Réforme des professions judiciaires : les salariés doivent être écoutés et leur emploi garanti !

La Fédération des Services CFDT dénonce l’absence d’information et de  concertation dans la future réforme annoncée des professions judiciaires (notaires, huissiers, commissaires-priseurs, avocats, greffiers des tribunaux de commerce, administrateurs judiciaires,).

Les salariés de ces branches vivent actuellement dans un climat malsain et anxiogène du fait des informations contradictoires circulant sur les projets de réformes envisagées.

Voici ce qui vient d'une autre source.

Issue #292, opened 2022-10-16
I want to change option `--skip-drop` to `--enable-drop`


masak1yu:
Thank you for the marvelous tool!
Currently, if used without any options, some diffs will drop the table.
If not careful with this specification, there is a risk of unintended table deletion.
As a request, I would like you to change so that it skips dropping tables without options and only drops tables with options.

```
before
--skip-drop

after
--enable-drop
```

f.y.i
https://github.com/ridgepole/ridgepole/issues/105

Please confirm.

k0kubun:
Sounds good to me. 

Should the option target only tables, or do you want to skip dropping indexes, constraints, columns, and everything else by default too? I wonder whether what you really want is `--enable-drop-table` like ridgepole (disabling only `DROP TABLE` by default) or just `--enable-drop` (disable any `DROP` DDLs by default).

msky026:
I think, Skipping all the latter all DDL seems to me more reasonable in production.
Therefore, I think the option is `--enable-drop`.

k0kubun:
OK. Please feel free to file a patch that adds `--enable-drop` to sqldef commands. I'll accept it.

> I think, Skipping all the latter all DDL seems to me more reasonable in production.

Just to ground your design decision, can you provide a more concrete use case? Here's an example use case, which is a counter-argument to your claim (I'm not saying it should be `--enable-drop-table` here, but at least the following text seems more compelling than what you've just said :slightly_smiling_face:):

---

Let's say you have only `users` table in development and CI. You have `users` and `users_backup` in production. When you start using sqldef, you added only `users` table because you can only see that in development and CI. Then, you tried applying the schema to production. You managed to notice that it's going to `DROP TABLE users_backup`, but you felt scared that it could drop such tables. Dropping tables is a fairly rare operation, so you're okay with making it disabled by default.

Now, you found that `users` table has an unnecessary index that used to be in use by a query that no longer exists. To speed up INSERT, you want to drop the index. You removed the index definition from your schema.sql. CI automation executed sqldef, but it wouldn't delete the index if any DROP is disabled by default. Unlike `users_backup`, you're pretty much aware of the `users` table and everything you have in your schema.sql. So when you remove the index, you mean it. There's no circumstance where you delete a line of an index when you don't want to delete the index.

msky026:
In the above example, it seems that there is little reason to suppress the drop for index.
(I think the same is true for constraints)
[...]

PR #399, opened 2023-05-11
change option skip drop to enable drop

msky026:
https://github.com/k0kubun/sqldef/issues/292

It changed option that skip-drop to enable-drop.
Only tables will be dropped.

### DIFF
--- a/README.md
+++ b/README.md
@@ -35,7 +35,7 @@ Application Options:
       --file=sql_file               Read schema SQL from the file, rather than stdin (default: -)
       --dry-run                     Don't run DDLs but just show them
       --export                      Just dump the current schema to stdout
-      --skip-drop                   Skip destructive changes such as DROP
+      --enable-drop                 Ebale destructive changes such as DROP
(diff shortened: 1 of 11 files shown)


README.md
```diff
@@ -35,7 +35,7 @@ Application Options:
       --file=sql_file               Read schema SQL from the file, rather than stdin (default: -)
       --dry-run                     Don't run DDLs but just show them
       --export                      Just dump the current schema to stdout
-      --skip-drop                   Skip destructive changes such as DROP
+      --enable-drop                 Ebale destructive changes such as DROP
```
k0kubun, line 38: I'm sorry that my comments in https://github.com/k0kubun/sqldef/issues/292 were confusing, but can we call it `--enable-drop-table`? It'd be difficult to correctly guess the actual behavior from `--enable-drop`.

It'd be also nice to update the description on the right column accordingly. `Ebale` looks like a typo.

msky026: I think so.
I modify `enable-drop` to `enable-drop-table`.

k0kubun (approved):
Thanks! Let's try this.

Avant toute évolution de ces professions réglementées, la CFDT réclame qu’une concertation soit engagée avec l’ensemble des partenaires dont les organisations syndicales.

A l’heure actuelle seuls les employeurs ont été reçus par les pouvoirs publics.

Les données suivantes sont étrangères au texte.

PR #400, opened 2023-05-18
Support casting a default value to array

hokaccha:
This change fixes an error that occurred when the default value had an array typecast.

```sql
CREATE TABLE tbl (
  a INT[] NOT NULL DEFAULT '{}'::INT[]
);
```

```
$ psql --host localhost --user postgres sandbox < schema.sql 
CREATE TABLE

$ psqldef --export --host localhost --user postgres sandbox    
2023/05/18 15:47:01 found syntax error when parsing DDL "CREATE TABLE "public"."tbl" (
    "a" integer[] NOT NULL DEFAULT '{}'::integer[]
)": syntax error at position 80
```


k0kubun (approved):
Thank you!

PR #10, opened 2015-04-22
Fix typo, path, missing semicolon.

shurcooL:
Hi there.

First off, thanks for making this! It seems very helpful and needed.

I'm still learning about grpc and protobufs, so I may be mistaken, but I think there were a few issues in the README that I had to figure out in order to get it to work. Please take a look.

I think they are valid fixes.

The first change:

```diff
@@ -73,14 +73,14 @@ Make sure that your `$GOPATH/bin` is in your `$PATH`.
    +    option (gengo.grpc.gateway.ApiMethodOptions.api_options) = {
    +      path: "/v1/example/echo"
    +      method: "POST"
-   +    }
+   +    };
    +  }
     }
    ```
```

I needed to add that semicolon, otherwise an error was being generated when running `protoc` command:

```
sample.proto:46:3: Expected ";".
```

Next change:

```diff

En ces temps de chômage massif, il faut aussi que chaque mesure envisagée soit passée au filtre de l’emploi, son maintien voire sa création.

Ces professions regroupent plusieurs milliers de salariés souvent hautement qualifiés, elles méritent que leur avenir ne soit pas traité par « ordonnances ». Il en va de l’emploi, de la protection sociale du secteur et de l’intérêt général car ces salariés participent à la « sécurité juridique » de notre Etat de droit.

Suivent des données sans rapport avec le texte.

PR #12, opened 2015-05-04
Replace our own custom option with the one defined by Google

yugui:
# Background
* https://groups.google.com/forum/#!msg/grpc-io/Xqx80hG0D44/VNCDHjeE6pUJ

The new option brings:
* More expressiveness of method mapping
* Compatibility to api definitions released by Google

# Overview
* Import the definition files of the custom option from github.com/google/googleapis.
* Deprecate our own custom option
* Extract the parse process of CodeGeneratorRequest from code template execution
* Add a parser of path pattern rule defined in googleapis
* Add a stack machine which executes the parsed rule
* Add a compiler which compiles the parsed rule into opcodes in the stack machine
* Redesign the code template on top of this new stuff
* Update examples


shurcooL:
Hi @yugui,

Thank you for your excellent work on this!

I've been testing out an earlier version of this branch. I'll be updating to the latest and giving it a try next.

README.md
```diff
@@ -70,7 +70,7 @@ Make sure that your `$GOPATH/bin` is in your `$PATH`.
     service YourService {
    -  rpc Echo(StringMessage) returns (StringMessage) {}
    +  rpc Echo(StringMessage) returns (StringMessage) {
-   +    option (gengo.grpc.gateway.ApiMethodOptions.api_options) = {
+   +    option (google.api.http) = {
    +      path: "/v1/example/echo"
    +      method: "POST"
```
shurcooL: Doesn't this part of the example need to be updated to match the Google api definitions?

If I understand correctly, it should now be:

```
post: "/v1/example/echo"
body: "*"
```

examples/echo_service.proto
```diff
@@ -10,15 +10,15 @@ message SimpleMessage {
 
 service EchoService {
 	rpc Echo(SimpleMessage) returns (SimpleMessage) {
-		option (gengo.grpc.gateway.ApiMethodOptions.api_options) = {
-			path: "/v1/example/echo/:id"
-			method: "POST"
+		option (google.api.http) = {
+			post: "/v1/example/echo/{id}"
+			body: "*"
```
shurcooL: Is it right that this example has `body: "*"` while id is already specified as part of the URL path?

The `rpc EchoBody` also has `body: "*"` which makes more sense since that's where the `id` of `SimpleMessage` woudl be provided.

I may not have a great understanding of how `body` is used exactly, is this described anywhere? **Edit:** I see it is described [here](https://github.com/google/googleapis/blob/3ee9064570fef8838792dda7da9bd0ef973597c8/google/api/http.proto#L184-L187). I think my comment is valid and this was probably a copy paste error. Can you confirm if that's the case?

protoc-gen-grpc-gateway/gengateway/template.go
```diff
@@ -0,0 +1,198 @@
...
+package {{.GoPkg.Name}}
+import (
+	{{range $i := .Imports}}{{if $i.Standard}}{{$i | printf "%s\n"}}{{end}}{{end}}
+
+	{{range $i := .Imports}}{{if not $i.Standard}}{{$i | printf "%s\n"}}{{end}}{{end}}
+)
+
+var _ codes.Code
+var _ io.Reader
+var _ = runtime.String
```
shurcooL: You may want to insert `var _ = json.Marshal` or similar here, otherwise it will potentially generate Go code that does not compile:

```
....pb.gw.go:13: imported and not used: "encoding/json"
```

third_party/googleapis/google/api/annotations.proto
```diff
@@ -0,0 +1,29 @@
...
+// distributed under the License is distributed on an "AS IS" BASIS,
+// WITHOUT WARRANTIES OR CONDITIONS OF ANY KIND, either express or implied.
+// See the License for the specific language governing permissions and
+// limitations under the License.
+
+syntax = "proto3";
+
+package google.api;
+
+import "google/api/http.proto";
```
shurcooL: Would you consider changing this import?

```diff
-import "google/api/http.proto";
+import "github.com/gengo/grpc-gateway/third_party/googleapis/google/api/http.proto";
```

The motivation is that, for generating .pb.gw.go files in user programs, users would typically do something like this, as described in README:

```
protoc -I/usr/local/include -I. -I$GOPATH/src \
 path/to/your_service.proto
```

That would cause the `google/api/http.proto` import to not be found. It would require users to add an additional include path directive:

Projet de réforme des professions règlementées, pas sans les salariés

Laurent Berger, secrétaire général de la CFDT, est intervenu hier, dimanche 7 septembre, sur le projet de réforme des professions règlementées lors de l'émission « Tous politiques », sur France Inter.

« [...] il faut regarder l'impact sur les salariés concernés.

Je pense notamment à ceux des professions judiciaires ou de la pharmacie, il ne faudrait pas que ce soient les salariés les dindons de la farce à la fin, quoi.

Et donc, il faudra regarder avec les branches professionnelles concernées, mais là-dessus, pour l'instant, il y a eu une concertation, ou peut-être pas, avec les professionnels, il n'y en a pas eu avec les salariés concernés, et ça ne peut pas se faire sans les salariés, ça.

Il faut écouter ce que sont leurs craintes et peut-être ce que sont leurs souhaits en l’occurrence.

Mais je le répète, pas non à priori, mais pas si on ne regarde pas l'impact social de ces réformes. [...] »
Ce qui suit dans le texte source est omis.